Beginning at the top of the data below, write out every line exactly until you reach the line with "Today it occurred", and include that line.
--- Record set Enclosed Below ---
Issue #269, opened 2015-09-14
Data API


philippjfr:
Now that we've made HoloViews plotting backend independent it's time to talk about generalizing the data backends. Reviewing the current situation I have to say we haven't done quite as good a job as we could have done but all the foundations are there to unify things very nicely and iron out kinks like the lack of support for categorical or date types in various charts. As part of the dataframe refactor we've already begun looking at this but it's been more of an ad-hoc way of patching in support for dataframes.

Today it occurred to me that we already have three different storage formats for table-like data and a lot of code built up to convert and operate on the different data types. They include:

1. ``NdElement`` implements a table as an NdMapping, i.e. a fancy dictionary. For large tables this is very slow. 

2. ``Chart`` objects while never displayed as such are effectively multiple columns stored in an NxD numpy array, where N is the number of samples and D the number of dimensions/columns. 

3. ``DFrame`` as it's name suggests simply uses a pandas dataframe as the underlying datasource.

It would be nice if all subclasses of these Element types could be unified to use any of these datasources. Currently different Element types use different data formats and it's all a bit of a mess and not very flexible. If we are successful with this the following Elements will interchangeably support all three data formats: Curve, Points, VectorField, Bars, Table, ErrorBars, Spread, Scatter, Scatter3D, Distribution, TimeSeries and with some minor adjustments Histogram.

I'm not entirely certain about the mechanism yet but I envision that a we introduce a new wrapper class which dispatches any method calls to one of the three baseclasses depending on the type of the data. We would provide a common API for each of the backends so custom Elements, plotting code and the user can access the data in very well defined ways independent of the data backend. Luckily we've generally made sure that such a common API exists even if we haven't used it consistently.

The current API for Element types is this:

   * ``dimension_values``: Returns an array, list or pandas series of one column
   * ``range``: Returns the minimum and maximum values along a dimension excluding NaNs.
   * ``select``: Same as ``__getitem__`` but works for one or multiple dimensions.
   * ``dframe``: Converts data to a dataframe
   * ``collapse_data``: Applies a function across a list of Element.data attributes
   * ``reduce``: Applies a reduce function across one or multiple axes
   * ``sample``: Returns a Table with of the samples specified as lists
   * ``groupby``: Groups by the values along one or multiple dimensions returning an NdMapping type indexed by the grouped dimensions with Elements of the same type as values. (not implemented for Charts)
   * ``reindex``: Reorder specified dimensions dropping unspecified dimensions. (not implemented for Charts)
 
[...]

Issue #282, opened 2015-10-08
API for static HTML export


jlstevens:
Philipp's has recently pulled out some more functionality out of the ipython subpackage involved in  HTML generation. As this functionality is useful and something we want to support in general (so HoloViews is not necessarily tied to IPython/Jupyter) we should consider implementing a useful API for our users. Here is what I suggest:

```python
from holoviews.plotting import Renderer
data =  Renderer.static_html(obj)  # Dictionary  e.g data['css'], data['js']
html =  Renderer.static_html(obj, html_only=True)  # Standalone HTML
```

One other suggestion is a ``template`` argument which defaults to ``'default'`` (or ``'basic'``?) which defines the overall HTML skeleton. This would allow you to specify a custom template as a formatter with the appropriate fields (i.e ``'css'`` and ``'js'`` in the current example).

Lastly, I might consider splitting the HTML up a little bit more. Perhaps a ``'header'`` field could correspond to the HTML header used to load the appropriate JavaScript libraries?

**Fix:** I forgot to add the ``obj`` argument to define what you want to export!

philippjfr:
For reference [here](http://philippjfr.com/work/work-in-progress/html-export/) is an example of the current API for exporting a standalone HTML file.

jlstevens:
Note that above the methods are on ``Renderer`` (i.e the class) but this should also work for renderer instances. In other words, this will have to be implemented as a ``@bothmethod``

nataliabielczyk:
hi! I am on the user end, and I would like just to ask if this API is still under construction. I tried to run the commands given in the first post of this thread, and I got an error
'type object 'Renderer' has no attribute 'static_html''

philippjfr:
Yes, this has not been implemented yet. Hopefully we'll get around to it soon.

philippjfr:
This has been implemented as part of #311, closing.

Issue #280, opened 2015-10-08
Export archive


vascotenner:
I cannot get export an archive. No files are exported:
```python
import holoviews as hv
%load_ext holoviews.ipython
import numpy as np
from holoviews.ipython import display_hooks
display_hooks.ABBREVIATE_TRACEBACKS=False
hv.archive.auto()
```
```Automatic capture is now enabled. [2015-10-08 09:47:07]```
```python
%%opts ErrorBars [yrotation=15, xrotation=45]
hv.ErrorBars((0,1,.5,3))
```
```
WARNING:root:ErrorBars01244: Could not pickle custom style information.
```
+image
```python
hv.archive.export()
```
```
Export name: '{notebook}'
Directory    '/media/data2/tenner/data/ipython-notebooks'

If no output appears, please check holoviews.archive.last_export_status()
```
```python
hv.archive.last_export_status()
```
```
Status of the last call to holoviews.archive.export is unknown.
(Re-execute this method once kernel status is idle.)
```
```python
hv.archive.contents()
```
```
ErrorBars.svg : image/svg+xml
ErrorBars.hvz : application/zip
```

jlstevens:
Thanks for reporting this! I'll have to look into it...

philippjfr:
Yes, thanks I meant to file an issue about problems with archiving myself but forgot about it. Here's a related issue: https://github.com/ioam/topographica/issues/631

vascotenner:
The export is not totally fixed in #284. When I run the Exporting tutorial, it does not export in cell 13. Also ```hv.archive.last_export_status()``` does not give usefull output. However, when I add the lines:
```
holoviews = hv
holoviews.archive.export()
```

It exports the data, but in the directory {notebook}, instead of Exporting.

```hv.archive.last_export_status()``` now gives the right output.

**Comment by philippjfr** [comment]
Thanks, for looking into this. We're trying to get a release candidate out by the end of this week, so hopefully @jlstevens will get to this issue soon.

**Comment by jlstevens** [comment]
I've finally had a chance to have a look...

I suspect the issue is that IPython/Jupyter have changed their JavaScript API needed for the fancier parts of the export (trying to get the notebook name and capturing the active notebook). If in the tutorial, you set the options like this instead:

```python
hv.archive.auto(skip_notebook_export=True, export_name='Exporting')
```

Then it works again. I feel we ought to document this in the tutorial - I don't like the Javascript code we are using and I don't trust it not to break between Jupyter releases.

[...]

Issue #266, opened 2015-09-11
Document renderers and display function


philippjfr:
Looking through the traffic for this repository I saw that using the issue interact (https://github.com/ioam/holoviews/issues/62) is one of the most commonly visited ones. We should add more documentation about rendering manually and the display function.

wmayner:
Bumping this issue, since it's very old :)

philippjfr:
Very old indeed, the main problem has always been finding a good place to put this material. Do you have any suggestions?

wmayner:
I'd say the most intuitive place to put it would be as a section on the [Creating interactive dashboards](http://holoviews.org/user_guide/Dashboards.html) page.

PR #284, opened 2015-10-18
Data API

philippjfr:
While not yet ready to be merged this PR will implement the proposals laid out in #269. I'll reproduce the main points of discussion here and outline a to-do list.

The core of the proposal is to add a core ``Columns`` Element class, which subsumes the functionality of the ``Chart``, ``DFrame`` and ``NdElement`` classes. This will allow a wide range of Element classes to interchangeably use one of three data formats:

* An array based format of NxD numpy array, where N is the number of samples and D the number of dimensions/columns.

* A dataframe based format with N samples and D columns, which should work with pandas, dask and blaze dataframes.

* A pure-Python NdElement based data format storing the data as keys and values of an OrderedDict.

This would mean the Curve, Points, VectorField, Bars, Table, ErrorBars, Spread, Scatter, Scatter3D, Trisurface, Distribution, TimeSeries and Regression Elements would immediately support all three data formats.

The data format specific implementations of the API are implemented on utility classes, this will include:

* dimension_values: Returns an array, list or pandas series of one column
* range: Returns the minimum and maximum values along a dimension excluding NaNs.
* select: Same as ``__getitem__`` but works for one or multiple dimensions.
* groupby: Groups by the values along one or multiple dimensions returning an NdMapping type indexed by the grouped dimensions with Elements of the same type as values. (not implemented for Charts)
* dframe: Converts data to a dataframe
* collapse_data: Applies a function across a list of Element.data attributes
* reduce: Applies a reduce function across one or multiple axes
* sample: Returns a Table with of the samples specified as lists
* reindex: Reorder specified dimensions dropping unspecified dimensions. (not implemented for Charts)
* drop_dimension: Drops specified dimension(s)/column(s)
* add_dimension: Adds named column at specified position with supplied value(s)
* closest: Returns the closest samples given a list of coordinates.
* shape: NxD shape of data

and conversion methods, which can take an optional flag to return a clone of the Element with converted data:

* array: Returns data as an array.
* dframe: Returns data as a DataFrame.
* mapping: Returns data as NdElement.

Backwards incompatible changes:

* Various operations no longer return ``ItemTables``, the variable return type is confusing and makes the implementation very messy. All operations (select, reduce, sample) return one of two types of data either a modified Columns object or a single scalar.

Other features:

* Currently Elements only support slicing of key dimensions, this is a common annoyance mentioned by several people. I propose we extend the slicing behavior of our types to the following with the following proposal. The ``__getitem__`` method will now check whether the first or n-th index (where n is the number of key dimensions) matches an existing dimension by name, allowing the user to select particular columns. Passing a dimension as a first index will return the values along that dimension, this matches the behavior of DataFrames and will allow us to provide an easy interface for more complex Boolean slicing, e.g.: ``columns[np.logical_or(columns['x'] > 5, columns['y'] > 10)]``. Passing a dimension as the n-th index preserves the current behavior when slicing tables, allowing you to select a particular value dimension. If the non-key indexes don't match any existing dimension they are used to slice along the vdims.

* Collapse/reduce work via the same mechanism, they are basically a groupby operation over one or more key dimensions of an Element or list of Elements, then applying an aggregation function.

One of the major sticking points is how the constructor should behave for different data formats, currently this is the implemented behavior showing the mapping between an input type and the storage format that's used (some come with fallbacks if a certain condition isn't met):

* ndarray -> ndarray
* DataFrame -> DataFrame
* NdElement -> NdElement
* dict -> NdElement
* list of scalar values -> ndarray
* list of tuples for each row -> ndarray (if numeric) -> DataFrame (if available) -> NdElement
* tuple of arrays/lists -> ndarray (if numeric) -> DataFrame (if available) -> NdElement 
* list of key value tuples (i.e. tuple of tuples) -> NdElement

The current to-do list is as follows:

* [x] Get nosetests passing
* [x] Test whether all affected Element types can be constructed with all data types.
* [x] Test whether all affected Element types display using both plotting backends.
* [x] Unify TableConversion interface with DFrame conversions
* [x] Implement data-type agnostic comparisons for Columns.
* [x] Refactor utility classes using classmethods rather than using instances (easier for now)
* [x] Write comprehensive set of unit tests providing 100% coverage of Columns module (Okay maybe not 100%, let's settle for 99%)
* [x] Achieve feature-parity between backends:
   * [x] Constructors
   * [x] getitem/select
   * [x] dimension_values
   * [x] range
   * [x] shape
   * [x] sample
   * [x] reindex
   * [x] add_dimension
   * [x] closest
   * [x] dframe
   * [x] collapse
   * [x] reduce
   * [x] array
   * [x] aggregate
   * [x] sort
   * [x] Add index dimension to NdElement storage format to allow duplicate entries (numpy and pandas support this by behavior already).
   * [x] mapping
   * [x] concatenate
* [x] Get notebook tests passing:
   * [x] Composing Data
   * [x] Containers
   * [x] Continuous Coordinates
   * [x] Elements (8 sorting related failures)
   * [x] Exploring Data (2 NdMapping.info output changes)
   * [x] Exporting
   * [x] Introduction
   * [x] Options
   * [x] Pandas Conversion (16 sorting related failures)
   * [x] Sampling Data (18 sorting related failures)
   * [x] Showcase
* [x] Decide on good naming for the new module and classes
* [x] Document main Columns class and utility classes.

Improvements to plotting:

* [x] Support for datetime axes
* [x] Support for linked brushing when same DataFrame/NdElement is used across Layout.

That covers it for now. I won't have any time to work on this in a concentrated way so I'll be slowly ticking off the to-do list as I find time. In the mean-time we can think about the naming.

Documentation and notebooks:

* [Profiling notebook](http://philippjfr.com/work/work-in-progress/columns-profiling/)

### DIFF
--- a/doc/Tutorials/Sampling_Data.ipynb
+++ b/doc/Tutorials/Sampling_Data.ipynb
@@ -462,7 +462,7 @@
     "extents = (0, 0, 10, 10)\n",
     "img = hv.Image(np.random.rand(10, 10), bounds=extents)\n",
     "img_coords = hv.Points(img.table(), extents=extents)\n",
-    "img + img * img_coords * hv.Points([img.closest((5,5))])(style=dict(color='r')) + img.sample([(5, 5)])"
+    "img + img * img_coords * hv.Points([img.closest([(5,5)])])(style=dict(color='r')) + img.sample([(5, 5)])"
    ]
   },
   {
--- a/holoviews/core/data.py
+++ b/holoviews/core/data.py
@@ -349,7 +349,7 @@ class DataColumns(param.Parameterized):
         elif isinstance(data, Columns):
             data = data.data
         elif isinstance(data, Element):
-            data = {d: data.dimension_values(d) for d in kdims+vdims}
+            data = tuple(data.dimension_values(d) for d in kdims+vdims)
 
         # Set interface priority order
         if datatype is None:
@@ -526,6 +526,10 @@ class DFColumns(DataColumns):
             vdims = vdims if vdims else vdim_param.default
             columns = [d.name if isinstance(d, Dimension) else d
                        for d in kdims+vdims]
+
+            if isinstance(data, dict):
+                data = OrderedDict([(d.name if isinstance(d, Dimension) else d, v)
+                                    for d, v in data.items()])
             if isinstance(data, tuple):
                 data = pd.DataFrame.from_items([(c, d) for c, d in
                                                 zip(columns, data)])
--- a/holoviews/core/data.py
+++ b/holoviews/core/data.py
@@ -400,11 +400,7 @@ class ColumnarData(param.Parameterized):
     def _process_data(cls, data, paramobjs, **kwargs):
         params = {}
         if isinstance(data, Element):
-            params['kdims'] = data.kdims
-            params['vdims'] = data.vdims
-            params['label'] = data.label
-            if data.group != data.params()['group'].default:
-                params['group'] = data.group
+            params = util.get_param_values(data)
 
         if isinstance(data, NdElement):
             params['kdims'] = [d for d in params['kdims'] if d != 'Index']
--- a/holoviews/core/data.py
+++ b/holoviews/core/data.py
@@ -58,7 +58,6 @@ class Columns(Element):
         super(Columns, self).__init__(data, **dict(kwargs, kdims=kdims, vdims=vdims))
         self.data = self._validate_data(self.data)
 
-
     def _validate_data(self, data):
         """
         Method that is often overridden in the implementation of
@@ -277,21 +276,6 @@ class Columns(Element):
         if group_type is None:
             group_type = type(self)
         return self.interface.groupby(self, dimensions, container_type, group_type, **kwargs)
-
-
-    @classmethod
-    def collapse_data(cls, data, function=None, kdims=None, **kwargs):
-        """
-        Class method utility function to concatenate the supplied data
-        and apply a groupby operation along the supplied key dimensions
-        then aggregates across the groups with the supplied function.
-        """
-        if isinstance(data[0], NdElement):
-            return data[0].collapse_data(data, function, kdims, **kwargs)
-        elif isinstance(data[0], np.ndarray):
--- End of Enclosed Record set ---
**Task solution**
Issue #269, opened 2015-09-14
Data API


philippjfr:
Now that we've made HoloViews plotting backend independent it's time to talk about generalizing the data backends. Reviewing the current situation I have to say we haven't done quite as good a job as we could have done but all the foundations are there to unify things very nicely and iron out kinks like the lack of support for categorical or date types in various charts. As part of the dataframe refactor we've already begun looking at this but it's been more of an ad-hoc way of patching in support for dataframes.

Today it occurred to me that we already have three different storage formats for table-like data and a lot of code built up to convert and operate on the different data types. They include:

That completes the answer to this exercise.